(TASK BRIEF): Return every line from the records below that has the word "makes".

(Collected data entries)
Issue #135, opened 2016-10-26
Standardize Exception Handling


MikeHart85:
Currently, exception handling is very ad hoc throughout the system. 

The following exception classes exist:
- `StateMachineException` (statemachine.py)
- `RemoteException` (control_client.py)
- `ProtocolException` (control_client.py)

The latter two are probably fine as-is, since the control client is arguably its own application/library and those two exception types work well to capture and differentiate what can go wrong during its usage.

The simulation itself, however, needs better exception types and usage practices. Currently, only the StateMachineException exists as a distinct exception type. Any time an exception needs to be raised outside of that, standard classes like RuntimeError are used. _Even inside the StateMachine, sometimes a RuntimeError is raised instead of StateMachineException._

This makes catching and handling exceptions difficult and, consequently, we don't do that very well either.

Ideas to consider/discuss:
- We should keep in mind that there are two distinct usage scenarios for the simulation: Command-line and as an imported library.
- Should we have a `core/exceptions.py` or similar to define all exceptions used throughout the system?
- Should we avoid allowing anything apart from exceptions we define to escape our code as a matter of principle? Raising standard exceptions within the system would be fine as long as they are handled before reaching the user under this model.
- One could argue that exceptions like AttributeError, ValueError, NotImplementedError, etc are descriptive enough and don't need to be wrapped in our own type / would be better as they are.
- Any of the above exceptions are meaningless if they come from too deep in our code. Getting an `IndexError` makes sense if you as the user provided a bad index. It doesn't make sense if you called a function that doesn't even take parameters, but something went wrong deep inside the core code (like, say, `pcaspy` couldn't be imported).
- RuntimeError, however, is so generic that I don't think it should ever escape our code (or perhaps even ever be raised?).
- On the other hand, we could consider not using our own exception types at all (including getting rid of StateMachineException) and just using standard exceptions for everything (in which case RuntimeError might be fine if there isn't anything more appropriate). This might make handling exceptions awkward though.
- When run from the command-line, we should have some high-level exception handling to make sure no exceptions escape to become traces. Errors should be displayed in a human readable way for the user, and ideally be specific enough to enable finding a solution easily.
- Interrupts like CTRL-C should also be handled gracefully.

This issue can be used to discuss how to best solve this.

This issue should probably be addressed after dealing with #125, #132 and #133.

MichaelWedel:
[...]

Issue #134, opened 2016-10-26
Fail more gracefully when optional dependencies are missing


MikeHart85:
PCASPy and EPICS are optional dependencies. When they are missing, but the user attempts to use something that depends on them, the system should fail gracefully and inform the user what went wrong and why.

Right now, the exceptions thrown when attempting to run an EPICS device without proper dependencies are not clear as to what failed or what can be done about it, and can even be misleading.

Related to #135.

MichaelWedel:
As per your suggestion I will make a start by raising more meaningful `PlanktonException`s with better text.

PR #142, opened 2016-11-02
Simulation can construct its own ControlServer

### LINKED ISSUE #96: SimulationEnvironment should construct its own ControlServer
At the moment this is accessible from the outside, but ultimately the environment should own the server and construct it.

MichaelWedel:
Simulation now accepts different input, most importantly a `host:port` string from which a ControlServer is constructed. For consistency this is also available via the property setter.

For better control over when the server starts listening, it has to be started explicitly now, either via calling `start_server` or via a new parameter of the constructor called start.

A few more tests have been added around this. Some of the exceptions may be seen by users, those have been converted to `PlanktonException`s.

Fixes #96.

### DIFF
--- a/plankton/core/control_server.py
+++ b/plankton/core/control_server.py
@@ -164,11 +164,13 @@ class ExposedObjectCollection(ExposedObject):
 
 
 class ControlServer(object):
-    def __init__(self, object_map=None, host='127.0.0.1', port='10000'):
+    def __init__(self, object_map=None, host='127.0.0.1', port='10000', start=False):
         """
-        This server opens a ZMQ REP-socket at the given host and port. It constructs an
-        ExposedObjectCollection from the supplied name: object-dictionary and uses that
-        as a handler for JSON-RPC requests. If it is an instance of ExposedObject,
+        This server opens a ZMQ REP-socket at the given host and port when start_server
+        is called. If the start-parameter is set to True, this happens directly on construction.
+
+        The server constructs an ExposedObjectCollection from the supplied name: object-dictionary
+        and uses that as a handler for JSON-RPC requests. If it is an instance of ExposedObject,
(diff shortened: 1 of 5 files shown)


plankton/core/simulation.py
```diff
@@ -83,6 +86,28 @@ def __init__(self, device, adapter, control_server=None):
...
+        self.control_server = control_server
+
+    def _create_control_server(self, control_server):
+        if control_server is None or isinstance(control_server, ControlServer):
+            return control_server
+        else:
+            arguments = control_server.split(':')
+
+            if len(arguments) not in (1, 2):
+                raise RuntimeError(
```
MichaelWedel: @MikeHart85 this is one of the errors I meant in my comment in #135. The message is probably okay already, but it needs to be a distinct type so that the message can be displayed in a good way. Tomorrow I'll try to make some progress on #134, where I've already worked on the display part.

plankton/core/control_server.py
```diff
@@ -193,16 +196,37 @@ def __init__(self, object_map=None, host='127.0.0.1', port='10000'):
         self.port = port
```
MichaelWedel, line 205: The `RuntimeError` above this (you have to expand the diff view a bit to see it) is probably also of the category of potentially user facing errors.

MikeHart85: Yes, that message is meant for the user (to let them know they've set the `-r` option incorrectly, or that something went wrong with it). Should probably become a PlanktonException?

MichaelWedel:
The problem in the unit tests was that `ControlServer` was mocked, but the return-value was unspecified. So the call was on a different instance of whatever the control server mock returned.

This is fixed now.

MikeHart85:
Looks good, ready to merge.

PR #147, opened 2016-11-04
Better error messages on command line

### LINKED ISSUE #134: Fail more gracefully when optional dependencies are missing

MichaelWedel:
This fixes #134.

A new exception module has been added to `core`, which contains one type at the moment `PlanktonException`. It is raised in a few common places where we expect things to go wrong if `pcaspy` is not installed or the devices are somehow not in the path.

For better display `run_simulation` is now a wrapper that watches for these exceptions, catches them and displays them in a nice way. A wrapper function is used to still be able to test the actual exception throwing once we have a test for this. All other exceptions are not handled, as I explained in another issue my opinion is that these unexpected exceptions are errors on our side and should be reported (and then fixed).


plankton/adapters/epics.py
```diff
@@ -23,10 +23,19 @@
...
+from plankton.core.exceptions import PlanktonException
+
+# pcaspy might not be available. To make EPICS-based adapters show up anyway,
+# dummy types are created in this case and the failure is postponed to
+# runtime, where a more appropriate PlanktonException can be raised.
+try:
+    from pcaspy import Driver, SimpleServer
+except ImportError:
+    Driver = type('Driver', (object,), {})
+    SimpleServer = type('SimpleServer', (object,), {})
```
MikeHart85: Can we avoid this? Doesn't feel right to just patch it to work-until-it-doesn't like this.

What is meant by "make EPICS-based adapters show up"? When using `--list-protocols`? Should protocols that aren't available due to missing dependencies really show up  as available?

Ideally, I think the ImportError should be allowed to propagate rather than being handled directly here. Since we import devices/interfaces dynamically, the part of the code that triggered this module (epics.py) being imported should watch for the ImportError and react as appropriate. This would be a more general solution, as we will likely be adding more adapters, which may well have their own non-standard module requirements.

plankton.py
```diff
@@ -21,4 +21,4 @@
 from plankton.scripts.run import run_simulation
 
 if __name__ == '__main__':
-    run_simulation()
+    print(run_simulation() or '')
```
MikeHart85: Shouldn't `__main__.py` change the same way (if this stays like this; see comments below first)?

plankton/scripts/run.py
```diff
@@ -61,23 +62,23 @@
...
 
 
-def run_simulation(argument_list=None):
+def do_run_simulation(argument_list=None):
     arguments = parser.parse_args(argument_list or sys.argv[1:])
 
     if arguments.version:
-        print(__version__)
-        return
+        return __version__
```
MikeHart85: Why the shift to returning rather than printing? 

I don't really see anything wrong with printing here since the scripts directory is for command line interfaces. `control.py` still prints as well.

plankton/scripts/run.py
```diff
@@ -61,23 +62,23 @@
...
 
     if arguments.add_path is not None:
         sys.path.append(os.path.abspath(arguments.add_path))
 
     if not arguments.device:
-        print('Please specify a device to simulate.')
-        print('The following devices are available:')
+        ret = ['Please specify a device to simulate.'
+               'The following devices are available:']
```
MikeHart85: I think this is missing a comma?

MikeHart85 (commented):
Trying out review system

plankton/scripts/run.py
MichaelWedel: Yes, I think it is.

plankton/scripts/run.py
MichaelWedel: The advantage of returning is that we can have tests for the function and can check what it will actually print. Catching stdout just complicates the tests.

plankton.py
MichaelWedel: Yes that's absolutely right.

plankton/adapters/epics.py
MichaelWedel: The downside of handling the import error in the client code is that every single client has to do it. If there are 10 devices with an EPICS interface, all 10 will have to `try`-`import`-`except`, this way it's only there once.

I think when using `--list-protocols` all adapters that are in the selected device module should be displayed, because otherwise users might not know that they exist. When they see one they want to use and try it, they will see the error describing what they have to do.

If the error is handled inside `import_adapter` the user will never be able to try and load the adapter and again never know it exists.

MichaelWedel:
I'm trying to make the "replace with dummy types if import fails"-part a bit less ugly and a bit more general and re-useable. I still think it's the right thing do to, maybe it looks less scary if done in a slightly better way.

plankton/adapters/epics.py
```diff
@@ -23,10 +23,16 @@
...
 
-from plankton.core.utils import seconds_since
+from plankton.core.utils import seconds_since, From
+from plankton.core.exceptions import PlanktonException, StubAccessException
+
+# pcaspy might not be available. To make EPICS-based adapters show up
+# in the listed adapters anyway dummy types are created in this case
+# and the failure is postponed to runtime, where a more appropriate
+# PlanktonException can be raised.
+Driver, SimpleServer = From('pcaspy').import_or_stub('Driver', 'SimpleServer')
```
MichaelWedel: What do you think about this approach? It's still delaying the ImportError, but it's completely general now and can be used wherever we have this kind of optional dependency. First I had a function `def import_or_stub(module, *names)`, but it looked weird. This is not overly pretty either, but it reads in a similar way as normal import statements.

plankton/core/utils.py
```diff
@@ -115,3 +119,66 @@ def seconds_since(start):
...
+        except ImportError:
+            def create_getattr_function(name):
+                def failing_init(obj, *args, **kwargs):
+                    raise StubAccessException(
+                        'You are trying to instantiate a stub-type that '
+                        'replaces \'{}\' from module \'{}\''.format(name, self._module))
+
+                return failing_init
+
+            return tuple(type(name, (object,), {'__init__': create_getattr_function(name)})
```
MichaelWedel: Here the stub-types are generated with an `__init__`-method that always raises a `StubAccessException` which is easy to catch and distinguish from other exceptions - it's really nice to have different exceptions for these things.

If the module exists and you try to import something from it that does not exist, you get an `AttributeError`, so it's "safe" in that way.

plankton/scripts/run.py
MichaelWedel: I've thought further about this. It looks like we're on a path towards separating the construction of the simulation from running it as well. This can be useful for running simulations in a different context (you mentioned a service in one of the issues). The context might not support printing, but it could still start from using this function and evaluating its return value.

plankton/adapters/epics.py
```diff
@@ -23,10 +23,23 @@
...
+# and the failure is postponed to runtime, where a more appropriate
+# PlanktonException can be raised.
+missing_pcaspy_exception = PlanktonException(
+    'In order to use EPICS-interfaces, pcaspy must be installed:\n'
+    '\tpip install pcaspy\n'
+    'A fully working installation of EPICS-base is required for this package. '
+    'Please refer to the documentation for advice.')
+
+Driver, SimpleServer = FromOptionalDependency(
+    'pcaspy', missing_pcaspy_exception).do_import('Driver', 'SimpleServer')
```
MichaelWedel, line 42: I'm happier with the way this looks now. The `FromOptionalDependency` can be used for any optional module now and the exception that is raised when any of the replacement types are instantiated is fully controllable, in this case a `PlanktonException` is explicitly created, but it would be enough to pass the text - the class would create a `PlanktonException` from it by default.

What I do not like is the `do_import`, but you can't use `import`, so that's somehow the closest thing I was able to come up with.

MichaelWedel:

(ANSWER FOR THIS EXERCISE):
This makes catching and handling exceptions difficult and, consequently, we don't do that very well either.
- Any of the above exceptions are meaningless if they come from too deep in our code. Getting an `IndexError` makes sense if you as the user provided a bad index. It doesn't make sense if you called a function that doesn't even take parameters, but something went wrong deep inside the core code (like, say, `pcaspy` couldn't be imported).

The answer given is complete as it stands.